(Data extracted from a collection)
▼▼▼
PR #203, opened 2025-03-21
Add QUARKUS-4573 test plan

michalvavrik:
### Links

JIRA: https://issues.redhat.com/browse/QUARKUS-5186

Quarkus documentation: infra stuff

Extension/feature community status: infra stuff

   - Logging
   - Tracing
   - Metrics
   - Security
   - OpenAPI
   - Data sources
   - Frontend
   - Qute

### DIFF
--- a/QUARKUS-5186.md
+++ b/QUARKUS-5186.md
@@ -1,0 +1,51 @@
+# QUARKUS-4573 - Enable Quarkus QE baremetal test execution of QuarkusIO/Quarkus project test coverage against RHBQ builds
+
+JIRA: https://issues.redhat.com/browse/QUARKUS-5186
+
+TD:
+- internal repo (Red Hat GitLab with Jenkins Jobs mainly)
+- https://github.com/quarkus-qe/quarkus-extracted-tests
+- https://github.com/quarkus-qe/quarkus-test-extractor
+
+[Quarkus main project](https://github.com/quarkusio/quarkus) has automated unit and integration test coverage that should verify functional and other requirements.
+Quarkus QE is tasked with Red Hat Build of Quarkus verification, which from practical POV means we need to have capability to run tests against delivered RHBQ artifacts.
+So far our team has tested the product with our own test coverage, however the Quarkus main project should be more exhaustive, and it has additional advantages, like that it is maintained by engineering teams.
+
+Delivered RHBQ bits should be 99.99 % same, therefore the fact that we only executed our tests were sufficient to detect a production process issues that would cause difference between community and product builds.
+The goal of this task is to extend the test coverage used for RHBQ verification by executing the Quarkus main project tests as well.
+The capability run these tests with RHBQ will avoid test development duplications on the QE side for tests run on bare-metal, cleanup Quarkus QE Test Suite, thus decrease maintenance and test execution time.
+
+We wish to follow with adding a capability to run the Quarkus main project tests in OpenShift and elaborate with engineering team on test requirements for noteworthy features 
+(for example in [Working Groups](https://quarkus.io/working-groups/)) as well as on significant bugs, which would allow further Quarkus QE Test Suite cleanup, because
+the test development will already be fully covered by the Quarkus Main project tests.
+
+## Scope of the testing
+Run bare-metal unit and integration tests created by the Quarkus main project contributors as part of general trigger pipeline used for RHBQ verification.
+We will run unit tests and integration tests in JVM mode and integrations tests in native mode.
+
+## Future considerations
+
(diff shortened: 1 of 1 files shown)


QUARKUS-5186.md
```diff
@@ -0,0 +1,44 @@
...
+## Future considerations
+
+- Run adapted or dedicated integration tests created by the Quarkus main project contributors in OpenShift
+- Run tests on Windows
+- Run tests on Aarch64
+- Run tests with Podman instead of Docker
+
+## Existing test coverage
+So far upstream test coverage is run as part of the Quarkus main project PR CI.
+Test are not run with the RHBQ at all, but we verify selected scenarios with _upstream test coverage_ based on the CI results.
```
rsvoboda, line 28: "Test are not run with the RHBQ at all" please expand this to explain why that is so.

Quarkus upstream and RHBQ are 99.9% identical and that's the main motivation for me.

You should also explain that by doing this effort we expect to do some cleanup in our TS and to lower the maintanance cost by utilizing tests maintained by the whole development team.

QUARKUS-5186.md
```diff
@@ -0,0 +1,44 @@
...
+
+### Impact on test suites and testing automation
+New Jenkins jobs will be added to RBHQ 3.15 and 3.20 general test triggers.
```
rsvoboda, line 31: Make it just 3.20+

3.15 will enter maintenance mode once 3.20 is out

mjurc (commented):
Personally I have no more comments besides Rostislav's, I'll re-review after changes have been added

QUARKUS-5186.md
michalvavrik: > Quarkus upstream and RHBQ are 99.9% identical and that's the main motivation for me.

in theory, you cannot say that production team is working for many weeks or months, deliver something and we just trust that whatever they delivered is what they say they delivered. we need verification because you can't know if there is not a flaw in tools that production team uses etc.  The way that Groovy substitutions for dependency replacement works is also the reason why we need to test everything with RHBQ.

> You should also explain that by doing this effort we expect to do some cleanup in our TS and to lower the maintanance cost by utilizing tests maintained by the whole development team.

I actually expect more work, not clean up. We cannot cleanup framework until we solve the cloud native part of the test coverage. We need strategy on what needs to be tested with OCP because right now, strategy as I understand it is that we test _what makes sense_. Which I personally translate as everything with HTTP traffic, so 99 % of stuff. Until we define strategy, I expect this ticket brings more work for us as we need to run & inspect more test results.

I'll add some text / rephrase it to align bit with what you are saying and then you can provide your POV.

michalvavrik: Should be done.

QUARKUS-5186.md
```diff
@@ -0,0 +1,49 @@
...
+
+TD:
+- internal repo (Red Hat GitLab with Jenkins Jobs mainly)
+- https://github.com/quarkus-qe/quarkus-extracted-tests
+- https://github.com/quarkus-qe/quarkus-test-extractor
+
+[Quarkus main project](https://github.com/quarkusio/quarkus) has automated unit and integration test coverage that should verify functional and other requirements.
+Quarkus QE is tasked with Red Hat Build of Quarkus verification, which from practical POV means we need to have capability to run tests against delivered RHBQ artifacts.
+So far our team has tested the product with our own test coverage, however the Quarkus main project should be more exhaustive, and it has additional advantages, like that it is maintained by engineering teams.
+Delivered RHBQ bits should be 99.99 % same, therefore the fact that we only executed our tests were sufficient to detect a production process issues that would cause difference between community and product builds.
```
rsvoboda, line 13: Add new empty line before this so the rendering looks better

QUARKUS-5186.md
```diff
@@ -0,0 +1,49 @@
...
+The goal of this task is to extend the test coverage used for RHBQ verification by executing the Quarkus main project tests as well.
+The capability run these tests with RHBQ will avoid test development duplications on the QE side for tests run on bare-metal, cleanup Quarkus QE Test Suite, thus decrease maintenance and test execution time.
+We wish to follow with adding a capability to run the Quarkus main project tests in OpenShift and elaborate with engineering team on test requirements for noteworthy features
```
rsvoboda, line 16: Add new empty line before this so the rendering looks better

rsvoboda (approved):
Just 2 minor formatting items, approving.

QUARKUS-5186.md
michalvavrik: done

QUARKUS-5186.md
michalvavrik: done

mjurc (approved):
▲▲▲
→ **TASK DETAILS**
Each entry must be reproduced exactly, with nothing added or dropped.

→ **RESPONSE BOX**
PR #203, opened 2025-03-21
Add QUARKUS-4573 test plan

michalvavrik:
### Links

JIRA: https://issues.redhat.com/browse/QUARKUS-5186

Quarkus documentation: infra stuff

Extension/feature community status: infra stuff

   - Logging
   - Tracing
   - Metrics
   - Security
   - OpenAPI
   - Data sources
   - Frontend
   - Qute

### DIFF
--- a/QUARKUS-5186.md
+++ b/QUARKUS-5186.md
@@ -1,0 +1,51 @@
+# QUARKUS-4573 - Enable Quarkus QE baremetal test execution of QuarkusIO/Quarkus project test coverage against RHBQ builds
+
+JIRA: https://issues.redhat.com/browse/QUARKUS-5186
+
+TD:
+- internal repo (Red Hat GitLab with Jenkins Jobs mainly)
+- https://github.com/quarkus-qe/quarkus-extracted-tests
+- https://github.com/quarkus-qe/quarkus-test-extractor
+
+[Quarkus main project](https://github.com/quarkusio/quarkus) has automated unit and integration test coverage that should verify functional and other requirements.
+Quarkus QE is tasked with Red Hat Build of Quarkus verification, which from practical POV means we need to have capability to run tests against delivered RHBQ artifacts.
+So far our team has tested the product with our own test coverage, however the Quarkus main project should be more exhaustive, and it has additional advantages, like that it is maintained by engineering teams.
+
+Delivered RHBQ bits should be 99.99 % same, therefore the fact that we only executed our tests were sufficient to detect a production process issues that would cause difference between community and product builds.
+The goal of this task is to extend the test coverage used for RHBQ verification by executing the Quarkus main project tests as well.
+The capability run these tests with RHBQ will avoid test development duplications on the QE side for tests run on bare-metal, cleanup Quarkus QE Test Suite, thus decrease maintenance and test execution time.
+
+We wish to follow with adding a capability to run the Quarkus main project tests in OpenShift and elaborate with engineering team on test requirements for noteworthy features 
+(for example in [Working Groups](https://quarkus.io/working-groups/)) as well as on significant bugs, which would allow further Quarkus QE Test Suite cleanup, because
+the test development will already be fully covered by the Quarkus Main project tests.
+
+## Scope of the testing
+Run bare-metal unit and integration tests created by the Quarkus main project contributors as part of general trigger pipeline used for RHBQ verification.
+We will run unit tests and integration tests in JVM mode and integrations tests in native mode.
+
+## Future considerations
+
(diff shortened: 1 of 1 files shown)


QUARKUS-5186.md
```diff
@@ -0,0 +1,44 @@
...
+## Future considerations
+
+- Run adapted or dedicated integration tests created by the Quarkus main project contributors in OpenShift
+- Run tests on Windows
+- Run tests on Aarch64
+- Run tests with Podman instead of Docker
+
+## Existing test coverage
+So far upstream test coverage is run as part of the Quarkus main project PR CI.
+Test are not run with the RHBQ at all, but we verify selected scenarios with _upstream test coverage_ based on the CI results.
```
rsvoboda, line 28: "Test are not run with the RHBQ at all" please expand this to explain why that is so.

Quarkus upstream and RHBQ are 99.9% identical and that's the main motivation for me.

You should also explain that by doing this effort we expect to do some cleanup in our TS and to lower the maintanance cost by utilizing tests maintained by the whole development team.

QUARKUS-5186.md
```diff
@@ -0,0 +1,44 @@
...
+
+### Impact on test suites and testing automation
+New Jenkins jobs will be added to RBHQ 3.15 and 3.20 general test triggers.
```
rsvoboda, line 31: Make it just 3.20+

3.15 will enter maintenance mode once 3.20 is out

mjurc (commented):
Personally I have no more comments besides Rostislav's, I'll re-review after changes have been added

QUARKUS-5186.md
michalvavrik: > Quarkus upstream and RHBQ are 99.9% identical and that's the main motivation for me.

in theory, you cannot say that production team is working for many weeks or months, deliver something and we just trust that whatever they delivered is what they say they delivered. we need verification because you can't know if there is not a flaw in tools that production team uses etc.  The way that Groovy substitutions for dependency replacement works is also the reason why we need to test everything with RHBQ.

> You should also explain that by doing this effort we expect to do some cleanup in our TS and to lower the maintanance cost by utilizing tests maintained by the whole development team.

I actually expect more work, not clean up. We cannot cleanup framework until we solve the cloud native part of the test coverage. We need strategy on what needs to be tested with OCP because right now, strategy as I understand it is that we test _what makes sense_. Which I personally translate as everything with HTTP traffic, so 99 % of stuff. Until we define strategy, I expect this ticket brings more work for us as we need to run & inspect more test results.

I'll add some text / rephrase it to align bit with what you are saying and then you can provide your POV.

michalvavrik: Should be done.

QUARKUS-5186.md
```diff
@@ -0,0 +1,49 @@
...
+
+TD:
+- internal repo (Red Hat GitLab with Jenkins Jobs mainly)
+- https://github.com/quarkus-qe/quarkus-extracted-tests
+- https://github.com/quarkus-qe/quarkus-test-extractor
+
+[Quarkus main project](https://github.com/quarkusio/quarkus) has automated unit and integration test coverage that should verify functional and other requirements.
+Quarkus QE is tasked with Red Hat Build of Quarkus verification, which from practical POV means we need to have capability to run tests against delivered RHBQ artifacts.
+So far our team has tested the product with our own test coverage, however the Quarkus main project should be more exhaustive, and it has additional advantages, like that it is maintained by engineering teams.
+Delivered RHBQ bits should be 99.99 % same, therefore the fact that we only executed our tests were sufficient to detect a production process issues that would cause difference between community and product builds.
```
rsvoboda, line 13: Add new empty line before this so the rendering looks better

QUARKUS-5186.md
```diff
@@ -0,0 +1,49 @@
...
+The goal of this task is to extend the test coverage used for RHBQ verification by executing the Quarkus main project tests as well.
+The capability run these tests with RHBQ will avoid test development duplications on the QE side for tests run on bare-metal, cleanup Quarkus QE Test Suite, thus decrease maintenance and test execution time.
+We wish to follow with adding a capability to run the Quarkus main project tests in OpenShift and elaborate with engineering team on test requirements for noteworthy features
```
rsvoboda, line 16: Add new empty line before this so the rendering looks better

rsvoboda (approved):
Just 2 minor formatting items, approving.

QUARKUS-5186.md
michalvavrik: done

QUARKUS-5186.md
michalvavrik: done

mjurc (approved):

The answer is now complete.